Task item
In the listing below, find each line with the string "green" and return it.

Dataset content
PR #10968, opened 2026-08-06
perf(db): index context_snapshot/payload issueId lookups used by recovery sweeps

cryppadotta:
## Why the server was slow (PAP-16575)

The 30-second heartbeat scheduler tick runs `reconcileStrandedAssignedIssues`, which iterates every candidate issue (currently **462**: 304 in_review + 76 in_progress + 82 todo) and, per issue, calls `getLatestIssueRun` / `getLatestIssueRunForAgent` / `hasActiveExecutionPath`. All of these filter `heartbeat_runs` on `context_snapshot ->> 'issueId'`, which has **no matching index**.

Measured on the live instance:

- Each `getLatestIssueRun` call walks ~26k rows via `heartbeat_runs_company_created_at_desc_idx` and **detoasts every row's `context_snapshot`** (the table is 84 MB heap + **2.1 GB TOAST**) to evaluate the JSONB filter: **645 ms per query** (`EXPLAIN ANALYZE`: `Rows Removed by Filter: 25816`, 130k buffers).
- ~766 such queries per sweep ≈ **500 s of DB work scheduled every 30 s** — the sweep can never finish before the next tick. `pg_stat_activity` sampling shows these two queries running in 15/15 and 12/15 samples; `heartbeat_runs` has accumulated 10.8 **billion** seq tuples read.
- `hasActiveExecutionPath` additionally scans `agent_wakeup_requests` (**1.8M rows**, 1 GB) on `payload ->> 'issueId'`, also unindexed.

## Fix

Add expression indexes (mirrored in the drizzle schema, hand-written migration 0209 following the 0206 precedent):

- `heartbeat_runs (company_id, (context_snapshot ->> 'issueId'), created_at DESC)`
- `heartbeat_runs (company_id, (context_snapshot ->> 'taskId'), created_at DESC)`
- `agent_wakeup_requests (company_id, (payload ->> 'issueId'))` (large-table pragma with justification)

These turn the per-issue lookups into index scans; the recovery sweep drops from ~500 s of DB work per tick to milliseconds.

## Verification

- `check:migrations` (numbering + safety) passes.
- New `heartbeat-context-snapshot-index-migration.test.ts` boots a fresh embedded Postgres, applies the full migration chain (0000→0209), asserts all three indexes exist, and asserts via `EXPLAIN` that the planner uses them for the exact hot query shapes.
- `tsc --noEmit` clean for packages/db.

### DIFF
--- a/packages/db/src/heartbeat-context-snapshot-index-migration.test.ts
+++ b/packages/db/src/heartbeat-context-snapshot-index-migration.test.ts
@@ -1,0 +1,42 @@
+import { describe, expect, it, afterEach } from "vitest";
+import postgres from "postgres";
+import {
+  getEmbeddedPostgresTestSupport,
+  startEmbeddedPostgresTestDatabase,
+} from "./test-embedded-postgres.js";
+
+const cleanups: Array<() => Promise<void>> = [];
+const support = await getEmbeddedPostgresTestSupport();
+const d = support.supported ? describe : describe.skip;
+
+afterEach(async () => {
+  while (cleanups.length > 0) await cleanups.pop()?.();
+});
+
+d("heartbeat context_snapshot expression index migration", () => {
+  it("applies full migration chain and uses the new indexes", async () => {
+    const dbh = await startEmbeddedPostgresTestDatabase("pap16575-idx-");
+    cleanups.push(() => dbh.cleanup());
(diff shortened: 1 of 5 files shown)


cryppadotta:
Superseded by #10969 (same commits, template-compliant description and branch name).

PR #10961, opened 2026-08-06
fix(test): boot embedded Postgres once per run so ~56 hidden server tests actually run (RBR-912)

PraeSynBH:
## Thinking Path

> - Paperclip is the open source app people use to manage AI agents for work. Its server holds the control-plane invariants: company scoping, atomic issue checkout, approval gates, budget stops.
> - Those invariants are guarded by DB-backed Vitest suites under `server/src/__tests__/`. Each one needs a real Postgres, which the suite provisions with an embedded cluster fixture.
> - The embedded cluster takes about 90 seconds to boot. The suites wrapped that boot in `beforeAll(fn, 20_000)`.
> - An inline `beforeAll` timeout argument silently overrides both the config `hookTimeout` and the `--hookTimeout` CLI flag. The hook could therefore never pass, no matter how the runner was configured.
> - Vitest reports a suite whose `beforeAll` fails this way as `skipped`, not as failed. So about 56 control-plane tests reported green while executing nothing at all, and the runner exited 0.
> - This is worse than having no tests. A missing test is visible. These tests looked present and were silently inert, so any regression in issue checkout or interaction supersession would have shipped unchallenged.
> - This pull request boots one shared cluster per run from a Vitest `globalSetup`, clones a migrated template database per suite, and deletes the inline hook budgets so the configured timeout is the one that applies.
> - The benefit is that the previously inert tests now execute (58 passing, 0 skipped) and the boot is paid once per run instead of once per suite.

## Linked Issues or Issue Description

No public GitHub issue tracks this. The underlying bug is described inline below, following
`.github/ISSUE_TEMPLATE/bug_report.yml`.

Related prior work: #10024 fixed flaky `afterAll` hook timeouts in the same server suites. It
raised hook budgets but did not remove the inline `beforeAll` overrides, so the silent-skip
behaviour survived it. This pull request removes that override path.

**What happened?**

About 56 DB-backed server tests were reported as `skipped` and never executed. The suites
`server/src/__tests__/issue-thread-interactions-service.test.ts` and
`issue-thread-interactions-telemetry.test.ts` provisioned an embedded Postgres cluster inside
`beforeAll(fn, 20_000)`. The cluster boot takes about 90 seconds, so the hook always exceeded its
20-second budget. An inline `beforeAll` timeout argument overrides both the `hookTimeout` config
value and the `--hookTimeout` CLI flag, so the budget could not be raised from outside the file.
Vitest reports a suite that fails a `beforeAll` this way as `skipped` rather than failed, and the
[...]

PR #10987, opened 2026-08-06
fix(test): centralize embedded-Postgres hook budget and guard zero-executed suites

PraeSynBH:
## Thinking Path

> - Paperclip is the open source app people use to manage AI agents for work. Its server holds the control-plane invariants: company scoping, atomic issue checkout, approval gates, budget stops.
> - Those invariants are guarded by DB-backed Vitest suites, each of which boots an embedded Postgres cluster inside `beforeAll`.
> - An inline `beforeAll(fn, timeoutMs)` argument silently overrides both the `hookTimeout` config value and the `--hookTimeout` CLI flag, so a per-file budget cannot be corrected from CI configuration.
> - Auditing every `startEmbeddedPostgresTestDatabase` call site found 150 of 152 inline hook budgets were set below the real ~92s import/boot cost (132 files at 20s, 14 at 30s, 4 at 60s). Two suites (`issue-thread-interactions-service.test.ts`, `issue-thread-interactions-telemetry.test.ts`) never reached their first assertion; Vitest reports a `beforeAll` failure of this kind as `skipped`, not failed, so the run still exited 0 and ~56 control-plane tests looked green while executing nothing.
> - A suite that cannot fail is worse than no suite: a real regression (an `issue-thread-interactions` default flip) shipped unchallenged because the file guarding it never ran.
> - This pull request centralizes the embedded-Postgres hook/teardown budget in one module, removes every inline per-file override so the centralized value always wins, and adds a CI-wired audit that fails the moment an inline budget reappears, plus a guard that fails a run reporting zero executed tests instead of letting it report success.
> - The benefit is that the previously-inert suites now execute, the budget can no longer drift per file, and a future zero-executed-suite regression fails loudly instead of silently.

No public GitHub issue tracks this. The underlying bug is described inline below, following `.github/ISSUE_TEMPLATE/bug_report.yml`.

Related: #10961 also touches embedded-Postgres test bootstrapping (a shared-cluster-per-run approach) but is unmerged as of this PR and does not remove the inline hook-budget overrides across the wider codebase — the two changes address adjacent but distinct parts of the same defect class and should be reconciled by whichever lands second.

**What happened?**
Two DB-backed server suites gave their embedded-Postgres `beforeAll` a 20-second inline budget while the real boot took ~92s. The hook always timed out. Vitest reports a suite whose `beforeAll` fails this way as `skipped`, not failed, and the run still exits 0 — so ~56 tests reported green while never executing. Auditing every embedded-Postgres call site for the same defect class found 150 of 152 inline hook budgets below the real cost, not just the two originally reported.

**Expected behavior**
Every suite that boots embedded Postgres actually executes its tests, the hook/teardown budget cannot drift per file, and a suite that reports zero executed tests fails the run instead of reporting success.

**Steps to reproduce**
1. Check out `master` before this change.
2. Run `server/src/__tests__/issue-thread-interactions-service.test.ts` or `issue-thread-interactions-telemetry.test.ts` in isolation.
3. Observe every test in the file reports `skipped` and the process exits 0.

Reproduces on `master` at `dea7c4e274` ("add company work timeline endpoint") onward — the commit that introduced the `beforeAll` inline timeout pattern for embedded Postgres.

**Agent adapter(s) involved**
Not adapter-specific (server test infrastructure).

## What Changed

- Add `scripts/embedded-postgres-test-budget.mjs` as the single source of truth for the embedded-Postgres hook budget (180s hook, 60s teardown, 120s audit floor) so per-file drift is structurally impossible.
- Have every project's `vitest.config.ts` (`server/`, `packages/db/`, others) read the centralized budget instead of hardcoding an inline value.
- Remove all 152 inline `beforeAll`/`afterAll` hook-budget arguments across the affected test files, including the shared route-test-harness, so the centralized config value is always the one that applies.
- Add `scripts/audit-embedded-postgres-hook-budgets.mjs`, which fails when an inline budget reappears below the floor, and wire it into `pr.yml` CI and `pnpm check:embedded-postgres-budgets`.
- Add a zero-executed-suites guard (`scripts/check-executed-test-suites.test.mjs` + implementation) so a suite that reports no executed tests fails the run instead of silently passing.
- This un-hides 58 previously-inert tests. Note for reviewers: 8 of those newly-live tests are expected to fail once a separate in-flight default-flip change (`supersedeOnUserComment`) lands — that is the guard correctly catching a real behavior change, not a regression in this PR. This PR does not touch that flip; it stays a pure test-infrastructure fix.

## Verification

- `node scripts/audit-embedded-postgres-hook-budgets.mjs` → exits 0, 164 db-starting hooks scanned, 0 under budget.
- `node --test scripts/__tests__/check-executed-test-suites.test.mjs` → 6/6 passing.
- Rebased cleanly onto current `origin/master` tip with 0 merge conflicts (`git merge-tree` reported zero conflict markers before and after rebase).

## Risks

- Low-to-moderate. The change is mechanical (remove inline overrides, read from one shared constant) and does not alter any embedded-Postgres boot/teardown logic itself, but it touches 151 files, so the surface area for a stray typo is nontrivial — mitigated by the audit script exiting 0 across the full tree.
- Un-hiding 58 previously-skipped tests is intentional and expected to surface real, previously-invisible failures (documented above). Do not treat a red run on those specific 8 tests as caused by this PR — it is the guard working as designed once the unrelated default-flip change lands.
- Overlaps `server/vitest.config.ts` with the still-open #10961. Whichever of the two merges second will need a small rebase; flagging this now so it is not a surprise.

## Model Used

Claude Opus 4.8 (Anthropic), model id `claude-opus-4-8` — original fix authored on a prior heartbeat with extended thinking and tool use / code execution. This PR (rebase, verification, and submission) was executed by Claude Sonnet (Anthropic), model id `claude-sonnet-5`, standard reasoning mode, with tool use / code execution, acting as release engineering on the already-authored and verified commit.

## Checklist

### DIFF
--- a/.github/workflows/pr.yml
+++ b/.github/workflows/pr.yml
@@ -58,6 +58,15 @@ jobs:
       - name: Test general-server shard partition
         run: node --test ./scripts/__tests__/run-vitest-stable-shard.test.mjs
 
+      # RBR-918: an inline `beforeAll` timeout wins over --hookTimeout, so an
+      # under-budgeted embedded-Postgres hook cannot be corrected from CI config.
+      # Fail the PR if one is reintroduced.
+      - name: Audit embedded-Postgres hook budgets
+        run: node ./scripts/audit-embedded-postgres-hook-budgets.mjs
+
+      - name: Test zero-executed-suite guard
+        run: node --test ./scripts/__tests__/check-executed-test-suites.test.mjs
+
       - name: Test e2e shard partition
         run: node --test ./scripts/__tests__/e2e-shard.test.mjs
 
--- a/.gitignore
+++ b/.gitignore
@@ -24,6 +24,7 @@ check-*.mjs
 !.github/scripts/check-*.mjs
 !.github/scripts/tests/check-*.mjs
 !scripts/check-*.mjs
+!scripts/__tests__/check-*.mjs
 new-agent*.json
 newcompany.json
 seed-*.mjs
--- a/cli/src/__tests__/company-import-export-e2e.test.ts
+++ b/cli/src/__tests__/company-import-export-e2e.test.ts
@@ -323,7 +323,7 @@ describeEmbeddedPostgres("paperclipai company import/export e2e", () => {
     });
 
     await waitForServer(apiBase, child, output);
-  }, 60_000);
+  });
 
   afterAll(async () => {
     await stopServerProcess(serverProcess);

Solution below
> - Vitest reports a suite whose `beforeAll` fails this way as `skipped`, not as failed. So about 56 control-plane tests reported green while executing nothing at all, and the runner exited 0.
> - Auditing every `startEmbeddedPostgresTestDatabase` call site found 150 of 152 inline hook budgets were set below the real ~92s import/boot cost (132 files at 20s, 14 at 30s, 4 at 60s). Two suites (`issue-thread-interactions-service.test.ts`, `issue-thread-interactions-telemetry.test.ts`) never reached their first assertion; Vitest reports a `beforeAll` failure of this kind as `skipped`, not failed, so the run still exited 0 and ~56 control-plane tests looked green while executing nothing.
Two DB-backed server suites gave their embedded-Postgres `beforeAll` a 20-second inline budget while the real boot took ~92s. The hook always timed out. Vitest reports a suite whose `beforeAll` fails this way as `skipped`, not failed, and the run still exits 0 — so ~56 tests reported green while never executing. Auditing every embedded-Postgres call site for the same defect class found 150 of 152 inline hook budgets below the real cost, not just the two originally reported.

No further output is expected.